The House Energy & Commerce Oversight and Investigations Subcommittee held a hearing on the report, "Science and Mission at Risk: FDA's Self-Assessment,” which has not been publicly released by FDA, but is referenced in a letter to General Accountability Office (GAO) Comptroller General David M. Walker from Sen. Ted Kennedy, D-Mass., and Rep. Henry Waxman, D-Calif., chairman of the House Committee on Oversight and Government Reform. The two lawmakers are seeking an investigation into FDA's resources, staffing and budget shortfalls.
In the letter, Kennedy and Waxman said they are concerned that FDA's budget has not kept pace with inflation and that a lack of skilled personnel hampers the agency's mission of regulating foods and critical medical devices such as pacemakers and hearing aids.
They also criticized the agency's IT infrastructure, which the Science Board called a "source of risk" at FDA's five centers: Biologics Evaluation and Research; Drug Evaluation and Research; Devices and Radiological Health; Food Safety and Applied Nutrition; and Veterinary Medicine.
According to the Science Board report, Kennedy and Waxman said that the FDA suffers from "critical capability gaps" because it has been unable to modernize its IT systems.

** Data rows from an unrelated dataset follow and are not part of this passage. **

PR #61, opened 2021-04-18
Added Support for Double Quote Explicit Strings

### LINKED ISSUE #60: Implicit Variable from Double Quotes Support
Right now a double quoted string is always converted to a Selector if any of the words happen to be a block type or block group type.  As such, you have to remember to use single quotes when using a string containing these types of words.

The below example fails to parse because [print] [selector] cannot be parsed
`
if [myLights] are on
  Print "The light are on"
`

We should use our new branching capability to add another possible parse for the string into an explicit string, which should alleviate this.

MerlinofMines:
This commit uses the new branching support to add new parsing support for parsing double quoted strings containing block type tokens.

Before this commit, a command like assign "v" to "my piston" would fail as "my piston" is interpreted as a selector and then the command will not parse.
This commit introduced a new branch to interpret all double quoted strings as an explicit string.  The result is that the above command now parses.

This has some ramifications to Implicite Aggregate Properties, as we must distinguish between an explicit string and an implicite aggregate property in this case.
The following rules, implemented by this CR, disambiguate:

1.  If the aggregator is specified (count, sum, avg) then property is optional as there is no ambiguity.
2.  If an implicit aggregator is intended, property must be supplied, i.e. assign v to "test piston" height presumes to get the height property of "test piston"
3.  If only a string is provided without an aggregator or a property, then we do not attempt to convert to an aggregate property.  If parsing the string as a
selector leads to a successful parse (aggregate condition, etc) then great.  Otherwise the only other branch considered will be that the string must have intended to
be a literal string.

This commit adds a simple test showing the new support works (Rule 3).  The existing tests all passing is confirmation of the above rules working as intended.

This commit resolves #60

### DIFF
--- a/EasyCommands/CommandParsers/ParameterProcessors.cs
+++ b/EasyCommands/CommandParsers/ParameterProcessors.cs
@@ -56,18 +56,20 @@ namespace IngameScript {
                     (p, blockType) => new SelectorCommandParameter(new SelfEntityProvider(blockType.HasValue() ? blockType.GetValue().Value : BlockType.PROGRAM))),
 
                 //SelectorProcessor
-                TwoValueRule<StringCommandParameter,BlockTypeCommandParameter,GroupCommandParameter>(
-                      optionalRight<BlockTypeCommandParameter>(),optionalRight<GroupCommandParameter>(),
-                      (p,blockType,group) => {
-                        if (!blockType.HasValue()) {
-                            BlockTypeCommandParameter type = findLast<BlockTypeCommandParameter>(p.SubTokens);
-                            if (type != null) blockType.SetValue(type);
-                            GroupCommandParameter g = findFirst<GroupCommandParameter>(p.SubTokens);
-                            if (g != null) group.SetValue(g);
-                        }
-                        return blockType.HasValue();
-                      },
-                      (p,blockType,group) => new SelectorCommandParameter(new SelectorEntityProvider(blockType.GetValue().Value, group.HasValue(), new StaticVariable(new StringPrimitive(p.Value))))),
+                new BranchingProcessor<StringCommandParameter>(
+                    TwoValueRule<StringCommandParameter,BlockTypeCommandParameter,GroupCommandParameter>(
+                          optionalRight<BlockTypeCommandParameter>(),optionalRight<GroupCommandParameter>(),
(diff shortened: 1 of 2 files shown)


EasyCommands/CommandParsers/ParameterProcessors.cs
```diff
@@ -211,10 +213,11 @@ public static class ParameterProcessorRegistry {
                 //AmgiguousSelectorPropertyProcessor
                 new BranchingProcessor<SelectorCommandParameter>(
                     TwoValueRule<SelectorCommandParameter,PropertyCommandParameter,DirectionCommandParameter>(
-                        optionalEither<PropertyCommandParameter>(), optionalEither<DirectionCommandParameter>(),
-                        (s,p,d) => new VariableCommandParameter(new AggregatePropertyVariable(PropertyAggregatorType.VALUE, s.Value, p.HasValue() ? p.GetValue().Value : (PropertyType?)null, d.HasValue() ? d.GetValue().Value : (DirectionType?)null))),
+                        requiredEither<PropertyCommandParameter>(), optionalEither<DirectionCommandParameter>(),
```
MerlinofMines, line 216: This change enforces Rule 2.  Implicit Aggregate Properties must specify the requested property.

EasyCommands/CommandParsers/ParameterProcessors.cs
```diff
@@ -211,10 +213,11 @@ public static class ParameterProcessorRegistry {
...
+                        (s,p,d) => new VariableCommandParameter(new AggregatePropertyVariable(PropertyAggregatorType.VALUE, s.Value, p.GetValue().Value, d.HasValue() ? d.GetValue().Value : (DirectionType?)null))),
                     TwoValueRule<SelectorCommandParameter,PropertyCommandParameter,DirectionCommandParameter>(
                         optionalEither<PropertyCommandParameter>(), optionalEither<DirectionCommandParameter>(),
+                        (s,p,d) => p.HasValue() || d.HasValue(),//Must have at least one!
```
MerlinofMines, line 220: This was a small bugfix.  BlockCommand cannot parse (fails with exception) if you try to give it a selector without property OR direction, yet the rules allowed it.

pandincus (approved):

PR #444, opened 2022-05-02
Replace SSH cloning with HTTPS cloning in README.md

Zopolis4:
Currently the readme gives a SSH url, which is unnecessary and will result in the following error on an unconfigured machine:
```
fatal: remote error:
  The unauthenticated git protocol on port 9418 is no longer supported.
Please see https://github.blog/2021-09-01-improving-git-protocol-security-github/ for more information.
```


ivmai:
Thank you. Committed as 3667f0c59

PR #446, opened 2022-05-04
GC_remove_roots now exists on all platforms (as a no-operation on some platforms).

DoctorNoobingstoneIPresume:
This allows applications to call `GC_remove_roots` without the specific test (and without keeping sync with the specific test).

Before:

```
#if ! defined (MSWIN32) && ! defined (MSWINCE) && ! defined (CYGWIN32)
    GC_remove_roots (my_arg_b, my_arg_e);
#endif
```

Now:

```
    GC_remove_roots (my_arg_b, my_arg_e);
```

The effect is the same (no-operation on Windows and Cygwin), but it is easier to write application code.

### DIFF
--- a/mark_rts.c
+++ b/mark_rts.c
@@ -373,6 +373,9 @@ STATIC void GC_remove_tmp_roots(void)
     if (rebuild)
         GC_rebuild_root_index();
   }
+#else
+  GC_API void GC_CALL GC_remove_roots(void *, void *)
+  {}
 #endif /* !defined(MSWIN32) && !defined(MSWINCE) && !defined(CYGWIN32) */
 
 #ifdef USE_PROC_FOR_LIBRARIES


ivmai:
PS. Of course, it would be better to implement the function for Windows too, but it's not trivial.

DoctorNoobingstoneIPresume:
> Could you please explain more about practical need of the proposed change? What's the purpose of using GC_remove_roots on platforms where the root regions are not removed. To my understanding the if the client request removal of the region, it expects the regions would not be accessed (by bdwgc) after GC_remove_roots (e.g. the client could unmap the memory after the call).

Thank you for quick reply and kind information.

I have been trying to build https://github.com/p4lang/p4c (https://github.com/ivmai/bdwgc/wiki/Known-clients) on Cygwin.

Code in https://github.com/p4lang/p4c/blob/main/ir/visitor.cpp unconditionally calls `GC_remove_roots`, which is unavailable for Cygwin (and, I understand, for Windows).

This pull request has been a first superficial attempt to work-around the missing implementation.

I have just devised a second attempt: https://github.com/ivmai/bdwgc/pull/447. (-:

DoctorNoobingstoneIPresume:
> PS. Of course, it would be better to implement the function for Windows too, but it's not trivial.

Do you happen to have some pointers in this direction, please ? Perhaps something already written ? (Not that I am going to be capable of doing it -- or bypass my own laziness !)

ivmai:
Okay, thank you, I see the issue now, let me check the difficulty of supporting GC_remote_roots on Win first.

ivmai:
I agree to support GC_remove_roots() on all platforms, see commit 000f4575.
Note that I've also refined the documentation for GC_add_roots and GC_remove_roots.

DoctorNoobingstoneIPresume:
Thank you, @ivmai, with all of my heart ! >:D<

ivmai:
> support GC_remove_roots() on all platforms, see commit 000f4575c

It is also cherry-picked to release-8_2 branch (as commit aeb16bba8)

DoctorNoobingstoneIPresume:
In the meantime, I have grown to suspect that my initial plan to elide the call to `GC_remove_roots` on some platforms was probably not safe. (-: => Thank you so much more for supporting it for all platforms now !

ivmai:
Okay, thank you anyway for pointing to the issue with GC_remove_roots.
You are welcome!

They cited the following from the report:
- FDA lacks the information science capability and information infrastructure to fulfill its regulatory mandate;
- The agency cannot provide the information infrastructure support to regulate products based on new science;
- The agency’s IT infrastructure is obsolete, unstable and lacks sufficient controls to ensure continuity of operations or to provide effective disaster recovery services; and
- The IT workforce is insufficient and not optimally organized.
In a related development, GAO released a report Tuesday that said two FDA databases on foreign medical device manufacturers contained inaccuracies and could not automatically exchange information. "We are concerned that FDA has not been able to effectively modernize and use its IT systems to fulfill its mission needs," Kennedy and Waxman wrote.

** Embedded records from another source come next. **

PR #474, opened 2022-09-13
Fix configure with Clang 15 (implicit function declarations)

thesamesam:
Clang 15 makes implicit function declarations an error by default which leads to configure falsely thinking `pthread_setname_np` is not present:
```
checking for pthread_setname_np... no
```

This fixes that issue and the following errors:
```
error: call to undeclared function 'pthread_setname_np'; ISO C99 and later do not support implicit function declarations [-Wimplicit-function-declaration]
error: call to undeclared function 'pthread_setname_np'; ISO C99 and later do not support implicit function declarations [-Wimplicit-function-declaration]
```

Signed-off-by: Sam James <sam@gentoo.org>

### DIFF
--- a/configure.ac
+++ b/configure.ac
@@ -834,12 +834,16 @@ AS_IF([test "$THREADS" = posix],
   [AC_MSG_CHECKING(for pthread_setname_np)
    old_CFLAGS="$CFLAGS"
    CFLAGS="$CFLAGS $CFLAGS_EXTRA -Werror"
-   AC_TRY_COMPILE([#include <pthread.h>],
+   AC_TRY_COMPILE([
+#define _GNU_SOURCE 1
+#include <pthread.h>],
                   [pthread_setname_np("thread-name")],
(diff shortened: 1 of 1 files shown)


thesamesam:
I can make another PR for master (the change is needed there) or is it easier for you to cherry pick? Whatever works best. Thanks!

ivmai:
Thank you (it would not be easy for me to discover the issue because it does not lead to configure fail). I will cherry-pick it to master myself, and some time later I will apply it to release-8_2 branch along with some other fixes.
I think I will slightly modify your patch to guard define with an ifndef.

ivmai:
Submitted as [4489757](https://github.com/ivmai/bdwgc/commit/4489757f1cc1fe4aa98d4c1ebbe0789b2b308e11). Please test it.
I'll cherry-pick it to release-8_2 later. Closing the PR.

thesamesam:
Thank you, I'll test it shortly!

Following the hearing, AdvaMed the "Alliance for a Stronger FDA," a partnership with patient groups, consumer advocates, public health organizations and companies committed to ensuring that FDA has the resources it needs to meet its public health mandate.

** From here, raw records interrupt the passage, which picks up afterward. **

PR #483, opened 2022-10-19
Allow passing in CFLAGS(_EXTRA)

plajjan:
By using ?= we only set the CFLAGS variable in case it doesn't already have a value. This means it is now possible for someone to control the way bdwgc is compiled by feeding in the CFLAGS variable whereas previously one had to modify the Makefile.direct file. Further, since we consider the CFLAGS a reasonable default, the primary means of injecting control flags is by setting CFLAGS_EXTRA, where we now also allow passing in a value and the stuff in Makefile.direct is appended to that input.

This is very useful for using bdwgc from another repo, like you can just mirror bdwgc and then compile by feeding in all the compilation options as environment variables rather than having to first write them to the Makefile.direct file, which can be rather tricky to do programmatically. The normal mode of working is probably to CFLAGS_EXTRA, since that gets merged with the CFLAGS in Makefile.direct, but it also allows to directly set CFLAGS, thus overriding the default value of CFLAGS for total control.

### DIFF
--- a/Makefile.direct
+++ b/Makefile.direct
@@ -45,9 +45,9 @@ VPATH= $(srcdir)
 # Path to atomic_ops source.
 AO_SRC_DIR=$(srcdir)/libatomic_ops
 
-CFLAGS_EXTRA=
+CFLAGS_EXTRA+=
 # We need CFLAGS_FOR_PIC because we might be building a shared library.
-CFLAGS= -O -I$(srcdir)/include -I$(AO_SRC_DIR)/src \
+CFLAGS?= -O -I$(srcdir)/include -I$(AO_SRC_DIR)/src \
   -DALL_INTERIOR_POINTERS -DENABLE_DISCLAIM -DGC_ATOMIC_UNCOLLECTABLE \
   -DGC_GCJ_SUPPORT -DJAVA_FINALIZATION -DNO_EXECUTE_PERMISSION \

“The FDA has long been considered the world's standard bearer for safety, but critical steps must be taken to ensure that continues in this period of limited resources and additional responsibilities,” said Stephen J. Ubl, president and CEO of AdvaMed.
Ubl said that FDA should undertake a concerted review of its many activities to make sure it is focusing its time and resources on the areas that are likely to have the most significant impact in improving patient care.
Conversely, Ubl added that the FDA should also determine which of its activities have little or no impact on its mission and could be scaled back without adversely affecting the public health and safety. He said that the FDA should promote improvements to programs, such as those that were included in the FDA Amendments Act of 2007, that rely on FDA trained and accredited outside third parties to perform specific which functions.
“We are committed to working with FDA to identify ways the agency can use its available resources as effectively and efficiently as possible,” he added.